PR #32, opened 2021-02-15
DAPI-18 Validation: Contact Type to Contact Outcome link

marcus-bcl:


src/main/kotlin/uk/gov/justice/digital/hmpps/deliusapi/service/ContactService.kt
```diff
@@ -28,6 +28,10 @@ class ContactService(
     val type = contactTypeRepository.findByCode(request.contactType)
       ?: throw BadRequestException("Contact type with code '${request.contactType}' does not exist")
 
+    if (type.outcomeTypes?.none { it.code == request.contactOutcome } == true) {
```
electrified, line 31: `R_CONTACT_OUTCOME_TYPE` has a `selectable` field. Should we filter on that too?

electrified (approved):

axle-h (approved):

PR #35, opened 2021-02-16
DAPI-44: Reference data to support insert Contact endpoint

MichaelWetherallBCL:


marcus-bcl:
Is it correct that we don't have an outcome linked to this type? If so, restricting to this type now might make it difficult to test the outcome stuff we've done... Same for attendance/location etc. @axle-h any thoughts?

marcus-bcl:
Also - is it worth giving the file a more specific name eg. `interventions_contact_reference_data` ?

I'll have a look at which (if any) of the other data sql files we need to keep. Looks like they contain test data specific to the community-api tests that we probably don't need.

mxco86 (approved):
👍 Matches what has been discussed

PR #36, opened 2021-02-17
refactor: run auditing via aoc

axle-h:


src/main/kotlin/uk/gov/justice/digital/hmpps/deliusapi/service/audit/AuditContext.kt
```diff
@@ -0,0 +1,15 @@
+package uk.gov.justice.digital.hmpps.deliusapi.service.audit
+
+import kotlin.concurrent.getOrSet
+
+data class AuditContext(
+  var offenderId: Long? = null,
+  var nsiId: Long? = null,
```
marcus-bcl, line 7: Is this going to limit us in the future? Each auditable interaction has a potentially different context which can be made up of any number of IDs. If all we're doing is combining them into a string for informational purposes, would it be better to leave it up to the caller to decide what fields go into the context?

axle-h: the caller does decide, see AuditService::25

src/main/kotlin/uk/gov/justice/digital/hmpps/deliusapi/advice/AuditableAspect.kt
```diff
@@ -0,0 +1,25 @@
...
+annotation class Auditable(val interaction: AuditableInteraction)
+
+@Aspect
+@Component
+class AuditableAspect(private val auditService: AuditService) {
+  @AfterReturning("@annotation(auditable)")
+  fun auditSuccess(auditable: Auditable) =
+    auditService.successfulInteraction(auditable.interaction, AuditContext.get())
+
+  @AfterThrowing("@annotation(auditable)")
```
marcus-bcl, line 22: Much prefer this pattern 👍

Does this handle an exception on transaction commit? Are we forcing ourselves to rely on saveAndFlush here? Guess we can deal with that when we properly implement transactions...

axle-h: yeah Im not sure how the transaction aop will affect this, I presume ordering will have to be configured somehow. Something to solve with transactions.

src/main/kotlin/uk/gov/justice/digital/hmpps/deliusapi/service/audit/AuditContext.kt
axle-h: just noticed that once we start nesting audited interactions this thread local storage will create issues. Another thing we can solve later.. or just rip out for something function local.

marcus-bcl: But they only get to choose offenderId or nsiId don't they? There are hundreds of other interactions that have their own audit context made up of different fields than those two - so might be more future-proof to allow the caller to pass a Map of Strings?

marcus-bcl: I don't think there will be a situation where we need to nest interactions, however we may just need to keep a map of InteractionCode -> AuditContext in the ThreadLocal.

axle-h: nothing stopping us adding more optional properties to this context - it's basically a strongly typed map at this point.
I much prefer this to magic strings.
But I have no context on how big this context will grow. Do you really think that we will implement hundreds of interactions in this api and across the subset of interactions that we implement, how many unique keys are there really?

marcus-bcl: Happy to be pushed back on it, if this way works then let's stick with it 😄 ...just worries me slightly whenever we deviate from what Delius does!

axle-h: yeah.. we can refactor this away if it becomes an issue (like we end up with 100's of properties), which will be easy - due to the issues around testing aspectj we aren't actually testing the property setters instead just that the context is passed successfully to the audit service.

I just pushed a fix for nested audited interactions

axle-h: we will need to nest interactions e.g. creating an nsi also creates contacts... although we may be able to pull this up into a wrapper service. I think it's still worth having support present just in case.

src/main/kotlin/uk/gov/justice/digital/hmpps/deliusapi/advice/AuditableAspect.kt
electrified: What happens if the exception is thrown before the context is set?

axle-h: audit failure record will not be associated to anything, should probably set asap within each function, Ill move the offender one up closer to where we retrieve the offender

axle-h: it's not an issue here (the offender check can go first) but in some case we may want to aggregate exceptions up to avoid not writing the context

axle-h: pushed a fix but now I realise that the audit service will actually throw if there are no keys in the parameter map. So we need to make sure we dont even cal the service if no context actions have been performed by the throwing method.

electrified: Yes, it feels like it's an unlikely but potential scenario

e.g. The Offender table is corrupted/locked so we can't fetch an offender - resulting in an exception prior to us populating the parameters. I guess logging is the best we can do in this scenario.

electrified (approved):

src/main/kotlin/uk/gov/justice/digital/hmpps/deliusapi/advice/AuditableAspect.kt
axle-h: even more likely scenario -> the offender does not exist!
Ive just pushed a fix & test for this

PR #41, opened 2021-02-18
DAPI-77 - Make start and end time non-mandatory and dependant on cont…

electrified:
…act type and outcome presence


src/main/kotlin/uk/gov/justice/digital/hmpps/deliusapi/dto/v1/ContactDto.kt
```diff
@@ -9,14 +9,14 @@ data class ContactDto(
   val id: Long,
   val offenderCrn: String,
   val type: String,
-  val outcome: String,
+  val outcome: String?,
```
electrified, line 12: This was missed from my previous PR. Have changed tests to catch this kind of error.

axle-h (approved):

src/main/kotlin/uk/gov/justice/digital/hmpps/deliusapi/service/ContactService.kt
```diff
@@ -90,6 +90,14 @@ class ContactService(
     val staff = team.staff?.find { it.code == request.staff }
       ?: throw BadRequestException("Staff with officer code '${request.staff}' does not exist in team '${request.team}'")
 
+    if (type.attendanceContact && request.startTime == null) {
+      throw BadRequestException("Contact type  '${type.code}' requires a start time")
+    }
+
+    if (type.recordedHoursCredited && outcome != null && request.endTime == null) {
+      throw BadRequestException("Contact type '${type.code}' requires an time when an outcome is provided")
```
marcus-bcl, line 98:
```suggestion
      throw BadRequestException("Contact type '${type.code}' requires a time when an outcome is provided")
```

marcus-bcl (approved):

PR #48, opened 2021-02-22
feat: skeleton create nsi endpoint

axle-h:


src/main/kotlin/uk/gov/justice/digital/hmpps/deliusapi/validation/RelativeDate.kt
```diff
@@ -0,0 +1,83 @@
...
+
+enum class RelativeDateType {
+  PAST,
+  FUTURE,
+}
+
+@Target(AnnotationTarget.FIELD)
+@Constraint(validatedBy = [RelativeDateValidator::class])
+@Retention(AnnotationRetention.RUNTIME)
+annotation class RelativeDate(
```
marcus-bcl, line 19: I like the use of custom validators, it's a nice way to capture the repeated logic. Is it possible to use the built-in `@Past` and `@Future` validators for these ones?

src/main/kotlin/uk/gov/justice/digital/hmpps/deliusapi/validation/StaffCode.kt
```diff
@@ -0,0 +1,19 @@
...
+import kotlin.reflect.KClass
+
+@Target(AnnotationTarget.FIELD)
+@Retention(AnnotationRetention.RUNTIME)
+@Constraint(validatedBy = [])
+@ReportAsSingleViolation
+@NotBlankWhenProvided
+@Size(min = 7, max = 7)
+annotation class StaffCode(
+  val message: String = "must be a valid staff code",
```
marcus-bcl, line 16: Staff code should also be alphanumeric. Might be easier to use a `@Pattern` validator for this, similar to the user management tool (https://github.com/ministryofjustice/ndelius-um/blob/20980240b7085e815149f9577ac33877d3bd5cfe/src/main/java/uk/co/bconline/ndelius/model/User.java#L68-L69)

marcus-bcl: 🤔 probably safe to assume the other codes should be alphanumeric too, we should check though. I guess we're not actually creating anything with these values, just checking they exist, so it's not that important really.

src/main/resources/db/data/V1_20__nsi_business_interaction_data.sql
```diff
@@ -0,0 +1,2 @@
+INSERT INTO BUSINESS_INTERACTION (BUSINESS_INTERACTION_ID, BUSINESS_INTERACTION_CODE, DESCRIPTION, ENABLED_DATE, AUDIT_INTERACTION_PARAMETER, ROW_VERSION)
```
marcus-bcl, line 1: We should add this to [https://github.com/ministryofjustice/hmpps-delius-api/blob/main/src/main/resources/db/data/V1__reference_data/V1_3__business_interactions.sql](https://github.com/ministryofjustice/hmpps-delius-api/blob/main/src/main/resources/db/data/V1__reference_data/V1_3__business_interactions.sql) instead. I know it kind of breaks the Flyway versioned migration model, but given it's only a dev database I think having organised files that can be made sense of is more important.

src/main/kotlin/uk/gov/justice/digital/hmpps/deliusapi/dto/v1/NewNsi.kt
```diff
@@ -0,0 +1,180 @@
...
+import javax.validation.constraints.Size
+
+/**
+ * A request to create a new non-statutory intervention.
+ */
+@TimeRanges
+@FieldGroups
+data class NewNsi(
+  /**
+   * The type of the NSI.
```
marcus-bcl, line 28: Nice, should/could we add these comments to the Swagger docs? I think converting these comments to `@ApiModelProperty` annotations might do it.

src/main/kotlin/uk/gov/justice/digital/hmpps/deliusapi/dto/v1/NewNsi.kt
```diff
@@ -0,0 +1,180 @@
...
+   * TODO must be a valid sub type of the specified type
+   * TODO required when specified nsi type has >0 selectable sub types
+   */
+  @field:NsiTypeCode
+  val subType: String? = null,
+
+  /**
+   * The offender CRN.
+   *
+   * TODO existing, non-soft deleted offender
```
marcus-bcl, line 52: You've probably already thought of this, but once we mark the controller methods as `@Transactional` we should be able to use validators for these validations that check the database. This is because any repeated DB calls would get the result from the transaction/session cache, so there would be no extra DB hit.

src/main/kotlin/uk/gov/justice/digital/hmpps/deliusapi/dto/v1/NewNsiManager.kt
```diff
@@ -0,0 +1,35 @@
...
+   */
+  @field:StaffCode
+  val staff: String,
+
+  /**
+   * Team managing this intervention
+   *
+   * TODO must be existing, selectable (via start & end date) team
+   * TODO must be in specified managerProvider
+   * TODO cant we derive this from the staff?!
```
marcus-bcl, line 22: I'm not sure we can... staff members can be in multiple teams

src/main/kotlin/uk/gov/justice/digital/hmpps/deliusapi/dto/v1/NewNsiManager.kt
```diff
@@ -0,0 +1,35 @@
...
+   */
+  @field:TeamCode
+  val team: String,
+
+  /**
+   * Provider managing this intervention
+   *
+   * TODO must be existing, selectable (via selectable flag) provider
+   * TODO cant we derive this from the team?!
```
marcus-bcl, line 31: I feel like we should be able to, but Delius doesn't and CRCs also must pass the provider along with staff and team, so maybe there is a reason for it. Could it be something like Team codes aren't unique across providers?

src/test/kotlin/uk/gov/justice/digital/hmpps/deliusapi/validation/NewContactValidationTest.kt
```diff
@@ -1,124 +1,48 @@
...
+    @JvmStatic
+    private fun validCases() = ValidationTestCaseBuilder.from(NewContact::class, valid = true)
+      .kitchenSink()
+      .string(NewContact::outcome) { it.isNull().length(1).length(10) }
+      .string(NewContact::officeLocation) { it.isNull() }
+      .time(NewContact::endTime) { it.bothNull(NewContact::startTime).isNull() }
+      .string(NewContact::notes) { it.isNull().empty() }
+      .string(NewContact::description) { it.isNull().empty() }
+      .number(NewContact::requirementId) { it.isNull().bothNull(NewContact::eventId) }
+      .cases
```
marcus-bcl, line 30: Cool 👍

src/test/resources/application-test.yml
```diff
@@ -6,4 +6,7 @@ management.endpoint:
   info.cache.time-to-live: 0
 
 tokenverification:
-  api.base.url: http://localhost:9090/auth
\ No newline at end of file
+  api.base.url: http://localhost:9090/auth
+
+contacts:
+  allowed-types: C001,C002,C003,COUP
```
marcus-bcl, line 12: Do we need these here, if we're specifying them in the `@TestPropertySource` on the test? I tried to avoid restricting the types for all tests, only the ones where I needed to check the validation.

marcus-bcl (dismissed):

src/main/kotlin/uk/gov/justice/digital/hmpps/deliusapi/validation/RelativeDate.kt
axle-h: ah, didn't spot those, will take a look

src/main/kotlin/uk/gov/justice/digital/hmpps/deliusapi/validation/StaffCode.kt
axle-h: nice, yeah this was missing from the original contact ticket, will add

src/main/resources/db/data/V1_20__nsi_business_interaction_data.sql
axle-h: looks like this was missed when rebasing onto your data cleanup work

src/main/kotlin/uk/gov/justice/digital/hmpps/deliusapi/dto/v1/NewNsi.kt
axle-h: yeah, it's not a bad shout and would improve the reporting of errors as they would be aggregated by default... however, it would make testing more difficult. I also like the current split between field level validation and business logic level validation we have right now. There could be an idiomatic way of keeping this split with everything in validation annotations though. One to revisit later.

src/main/kotlin/uk/gov/justice/digital/hmpps/deliusapi/dto/v1/NewNsiManager.kt
axle-h: ah ok will remove

src/main/kotlin/uk/gov/justice/digital/hmpps/deliusapi/dto/v1/NewNsiManager.kt
axle-h: ok will remove

src/test/kotlin/uk/gov/justice/digital/hmpps/deliusapi/validation/NewContactValidationTest.kt
axle-h: yeah kotlin reflection made this quite easy to do efficiently (it's one round of reflection for all test cases)

src/test/resources/application-test.yml
axle-h: it's for the integration tests. I can remove it here and add to the test directly?

src/main/kotlin/uk/gov/justice/digital/hmpps/deliusapi/dto/v1/NewNsi.kt
marcus-bcl: True - maybe that's a sensible place to draw the line for now. Otherwise we might end up over-abstracting stuff to fit into validators.

src/main/resources/db/data/V1_20__nsi_business_interaction_data.sql
axle-h: actually I purposely kept it separate from that existing migration so that you guys didnt have a wtf moment when checking this out and the integration tests fail locally. Since you asked though I will merge it into the existing migration, just remember you'll need to delete your local db to get a refresh one.

marcus-bcl: Cheers. That's actually taken care of by a change I made here: https://github.com/ministryofjustice/hmpps-delius-api/blob/bcaa9809daa9205a2a16c6c8023cfdfa01222927/src/main/resources/application-dev.yml#L12

The database file will automatically be cleaned/replaced when we change existing files.

marcus-bcl (approved):

PR #50, opened 2021-02-24
DAPi-87 - Allow non-selectable contact types with SPG override set to…

electrified:
… be used


src/main/kotlin/uk/gov/justice/digital/hmpps/deliusapi/entity/ContactType.kt
```diff
@@ -14,7 +14,7 @@ import javax.persistence.Table
 
 @Entity
 @Table(name = "R_CONTACT_TYPE")
-@Where(clause = "SELECTABLE = 'Y'")
+@Where(clause = "SELECTABLE = 'Y' OR SPG_OVERRIDE = 1")
```
mxco86, line 17: Should we be checking that it's not SELECTABLE when the override is set or does that not matter?

electrified: Checking the ND code, either selectable, override or both is acceptable.

mxco86 (approved):
LGTM

PR #53, opened 2021-02-25
feat: nsi business logic level validation

axle-h:


src/main/kotlin/uk/gov/justice/digital/hmpps/deliusapi/service/extensions/ProviderExtensions.kt
```diff
@@ -0,0 +1,16 @@
+package uk.gov.justice.digital.hmpps.deliusapi.service.extensions
+
+import uk.gov.justice.digital.hmpps.deliusapi.entity.Provider
+import uk.gov.justice.digital.hmpps.deliusapi.entity.Staff
+import uk.gov.justice.digital.hmpps.deliusapi.entity.Team
+import uk.gov.justice.digital.hmpps.deliusapi.exception.BadRequestException
+
+fun Provider.getTeamAndStaffOrBadRequest(teamCode: String, staffCode: String): Pair<Team, Staff> {
```
electrified, line 8: Again 2 operations combined into one method, could be split?

src/main/kotlin/uk/gov/justice/digital/hmpps/deliusapi/dto/v1/NewNsiManager.kt
```diff
@@ -6,26 +6,14 @@ import uk.gov.justice.digital.hmpps.deliusapi.validation.StaffCode
...
   @ApiModelProperty("The code of the team managing this intervention")
   @field:TeamCode
   val team: String,
 
-  /**
-   * TODO must be existing, selectable (via selectable flag) provider
-   */
   @ApiModelProperty("The code of the provider managing this intervention")
   @field:ProviderCode
   val provider: String,
```
electrified, line 19: The provider can be derived from the staffCode, so is this redundant?

src/main/kotlin/uk/gov/justice/digital/hmpps/deliusapi/service/extensions/NsiTypeExtensions.kt
```diff
@@ -0,0 +1,44 @@
...
+}
+
+private fun NewNsi.getLevel(): NsiTypeLevel {
+  if (this.eventId != null) {
+    return NsiTypeLevel.EVENT
+  }
+  return NsiTypeLevel.OFFENDER
+}
+
+fun NsiType.assertSupportedLevel(newNsi: NewNsi) {
```
electrified, line 32: Contact types also have the concept of event/ offender level, we should probably enforce on there too. I will add a story to the backlog...

electrified (approved):

src/main/kotlin/uk/gov/justice/digital/hmpps/deliusapi/dto/v1/NewNsiManager.kt
electrified: Just seen Andrews comment, so ignore this.

src/main/kotlin/uk/gov/justice/digital/hmpps/deliusapi/dto/v1/NewNsiManager.kt
```diff
@@ -6,26 +6,14 @@ import uk.gov.justice.digital.hmpps.deliusapi.validation.StaffCode
 import uk.gov.justice.digital.hmpps.deliusapi.validation.TeamCode
 
 data class NewNsiManager(
```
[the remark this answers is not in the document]
axle-h: This just makes mapping easier & cleaner from an api perspective ie manager: { staff: "", provider: "", ... } instead of { managerStaff: "", managerProvider: "" ... }. Makes it cleaner for us to expose new fields later like for eg if a client needed a reference to a manger by id. You're right though this is all negligible - it was just more effort to abstract it further than the existing "one active manager per nsi" abstraction for slightly more boilerplate - which I can live with.

src/main/kotlin/uk/gov/justice/digital/hmpps/deliusapi/service/extensions/OffenderExtensions.kt
```diff
@@ -0,0 +1,25 @@
+package uk.gov.justice.digital.hmpps.deliusapi.service.extensions
+
+import uk.gov.justice.digital.hmpps.deliusapi.entity.Event
+import uk.gov.justice.digital.hmpps.deliusapi.entity.Offender
+import uk.gov.justice.digital.hmpps.deliusapi.entity.Requirement
+import uk.gov.justice.digital.hmpps.deliusapi.exception.BadRequestException
+
+fun Offender.getEventAndRequirement(eventId: Long?, requirementId: Long?): Pair<Event?, Requirement?> {
```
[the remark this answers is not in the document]
axle-h: This feels like service level code to me not data access level code (it throws bad request exceptions for eg) hence it's in the service package. Just needed a quick & dirty way to share this across the services. I'm still new to Kotlin but I 'think' stuff like this is one of the design goals of extension functions i.e. better placement of logic that only touches the public contract.
Happy to split this though - it was implemented at this level as it's the largest unit shared between the services.

src/main/kotlin/uk/gov/justice/digital/hmpps/deliusapi/service/extensions/NsiTypeExtensions.kt
axle-h: probably be good to share this logic via a HasEventId interface on NewNsi & NewContact and a HasOffenderEventLevel interface on NsiType & Contact type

* * * * * * * * *

■ TASK ■
Report, for the data above, every line in which the string "been" appears.

■ ANSWER SPACE ■
👍 Matches what has been discussed
axle-h: pushed a fix but now I realise that the audit service will actually throw if there are no keys in the parameter map. So we need to make sure we dont even cal the service if no context actions have been performed by the throwing method.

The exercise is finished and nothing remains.